VOGONS


Reply 380 of 1037, by CoffeeOne

User metadata
Rank Oldbie
Rank
Oldbie
red-ray wrote on 2020-03-04, 09:17:
CoffeeOne wrote on 2020-03-03, 21:26:

stc info:

Thank you, I can see the Sensor Thread Load is now 57% which is what I was hoping for. Looking in the save file at [ DIMM Status ] then I don't see any wacky temperatures, but SIV had only been running for 28 seconds and done 14 updates. Please will you post a screen shot of [ DIMM Status ] after SIV has been running for at least 5 minutes and the sample counts are >= 150. I don't need a save file.

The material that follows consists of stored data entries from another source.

Issue #4987, opened 2026-01-08
Design issue contacts/mail


MicKress:
### Steps to reproduce

1. Open Mail app
2. Choose contact
3. Look at the contact information in the sidebar

### Expected behavior

In the sidebar the information fields have no borders

### Actual behavior

In the sidebar the information fields have no borders

<img width="1828" height="1284" alt="Image" src="https://github.com/user-attachments/assets/9dc0c67f-bd0e-40f3-a7c0-8892e267e0c8" />

### Server operating system

Linux Debian Trixie

### Web server

Apache

### Database engine version

None

### PHP engine version

None

### Nextcloud version

32.03, Contacts App 8.20

### Updated from an older installed version or fresh install

None

### Signing status

```Text

```

### List of activated apps

```Text

```

### Nextcloud configuration

```Text

```

### Client operating system

MacOS

### Web server error log

```Text

```

### Nextcloud log

```Text

```

### Browser log

```Text

```

### Browser log

```Text

```

hamza221:
Hello, 
Thank you for opening the issue, I can reproduce

PR #5003, opened 2026-01-16
fix(ReadOnlyContactDetails): remove box shadow

GVodyanov:
Fix https://github.com/nextcloud/contacts/issues/4987

Removes the shadow here (in mail):
image

### DIFF
--- a/src/views/ReadOnlyContactDetails.vue
+++ b/src/views/ReadOnlyContactDetails.vue
@@ -316,4 +316,8 @@ export default {
 .recipient-details-loading {
 	margin-top: 64px;
 }
+
+:deep(input) {
+	box-shadow: none !important;
+}
 </style>


SebastianKrupinski:
@GVodyanov back port to?? Stable8.3 and...?

SebastianKrupinski:
@GVodyanov 8.3 supersedes 8.2 and 8.1 and is compatible with the same NC versions... so there is no need to backport to all 3, the only other branch would 7.3 which supports NC31 and down. You can delete the 8.1 and 8.2 branches

GVodyanov:
> @GVodyanov 8.3 supersedes 8.2 and 8.1 and is compatible with the same NC versions... so there is no need to backport to all 3, the only other branch would 7.3 which supports NC31 and down. You can delete the 8.1 and 8.2 branches

I'm slow. Anyways, no 7.3 doesn't need it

I am wondering if I need to get SIV to delay for a few ms after switching the SMBus mux so please try the attached SIV64X 5.47 Slug-02 that does this. Again post [ DIMM Status ] after SIV has been running for at lest 5 minutes and then generate a new save file.

Sure.

Attachments

  • dimm-status1.png
    Filename
    dimm-status1.png
    File size
    85.14 KiB
    Views
    799 views
    File license
    Fair use/fair dealing exception
  • dimm-status2.png
    Filename
    dimm-status2.png
    File size
    80.32 KiB
    Views
    799 views
    File license
    Fair use/fair dealing exception
  • Filename
    SIV64Xslug02-save.zip
    File size
    353.48 KiB
    Downloads
    41 downloads
    File license
    Fair use/fair dealing exception

Reply 381 of 1037, by red-ray

User metadata
Rank Oldbie
Rank
Oldbie
CoffeeOne wrote on 2020-03-04, 21:09:

Sure.

Thank you and given there are retries I expect some other software is accessing the SMBuses at the same time as SIV 🙁

Looking at what is running it may be C:\Program Files\HP\Cissesrv\cissesrv.exe so please will you stop the CISSERV WIN32 service, exit then restart SIV and see if the retries go away?

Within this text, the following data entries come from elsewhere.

PR #5010, opened 2026-01-17
Fix: improve reactivity by reducing debounce time for value changes

### LINKED ISSUE #4994: Hitting the save button too quickly doesn't save the changes
### Describe the bug

When editing a contact, changes are not saved when the save button is pushed too quickly.

### Steps to reproduce

1. Open an existing contact.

There are also C:\Program Files\HP IO Accelerator Management Tool\Utils\fio-agent.exe + C:\Program Files\HP IO Accelerator Management Tool\Utils\fio-msrv.exe that may be triggering the retries.

Reply 382 of 1037, by CoffeeOne

User metadata
Rank Oldbie
Rank
Oldbie
red-ray wrote on 2020-03-04, 22:02:
Thank you and given there are retries I expect some other software is accessing the SMBuses at the same time as SIV :( […]
Show full quote
CoffeeOne wrote on 2020-03-04, 21:09:

Sure.

Thank you and given there are retries I expect some other software is accessing the SMBuses at the same time as SIV 🙁

Looking at what is running it may be C:\Program Files\HP\Cissesrv\cissesrv.exe so please will you stop the CISSERV WIN32 service, exit then restart SIV and see if the retries go away?

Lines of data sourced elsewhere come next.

PR #5013, opened 2026-01-19
chore(ci): Switch to setup-php@verbose version due to stuck runs

DerDreschner:
Please see https://github.com/nextcloud/mail/pull/12266 for more information about the change.

PR #5017, opened 2026-01-20
Update workflows

kesselb:
Please review carefully, as I'm not so familiar with the CI over here :warning: 

https://github.com/nextcloud/contacts/pull/5017/commits/a214571569c429f870fd8ae07b60c360f7fb2298 is **optional**. We are doing the same in mail to avoid unnecessary action bumps since https://github.com/nextcloud/mail/pull/12137

### DIFF
--- a/package-lock.json
+++ b/package-lock.json
@@ -106,6 +106,7 @@
       "integrity": "sha512-e7jT4DxYvIDLk1ZHmU/m/mB19rex9sv0c2ftBtjSBv+kVM/902eh0fINUzD7UwLLNR+jU585GxUJ8/EBfAM5fw==",
       "dev": true,
       "license": "MIT",
+      "peer": true,
       "dependencies": {
         "@babel/code-frame": "^7.27.1",
         "@babel/generator": "^7.28.5",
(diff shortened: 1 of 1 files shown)


SebastianKrupinski:
Duplicate of https://github.com/nextcloud/contacts/pull/5013

SebastianKrupinski:
Also can we make the appstore-build-publish.yml a separate PR this has to be independently tested and if it needs to be reversed it will be easier to reverse

kesselb:
It appears that David missed a couple of changes in https://github.com/nextcloud/contacts/pull/5013?

SebastianKrupinski:
The new node.yml is failing... why do we need node.yml and node-test.yml?

Looks like node.yml just does a build test... and so does node-test.yml

kesselb:
> The new node.yml is failing... 

Looking at https://github.com/nextcloud/.github/pull/620 and https://github.com/nextcloud/photos/pull/3178 it seems that the lockfile is not up-to-date. I'm running `npx npm-package-lock-add-resolved`  right now and will commit the result when it's done. 

> why do we need node.yml and node-test.yml?

I don't know, probably there are there for historical reasons. That validation step, package lock ok/nok, is currently only available in node.yml though.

There are also C:\Program Files\HP IO Accelerator Management Tool\Utils\fio-agent.exe + C:\Program Files\HP IO Accelerator Management Tool\Utils\fio-msrv.exe that may be triggering the retries.

Hello,
OK, will disable all 3 services and re-run SIV, but one question before: What about the DIMMs (only one in the last screenshot), that says temperature support not available?
It is not always the same DIMM(s), in the current run, there are 2 of it.

Reply 383 of 1037, by CoffeeOne

User metadata
Rank Oldbie
Rank
Oldbie

One more remark:
There must be still bugs in the displaying part, see screenshot:

main-2020-03-04.png
Filename
main-2020-03-04.png
File size
172.37 KiB
Views
787 views
File license
Fair use/fair dealing exception

Reply 384 of 1037, by red-ray

User metadata
Rank Oldbie
Rank
Oldbie
CoffeeOne wrote on 2020-03-04, 22:23:

There must be still bugs in the displaying part

From SIV main screen I can't tell and to sensibly comment at a minimum I need to see what [ DIMM Status ] reports.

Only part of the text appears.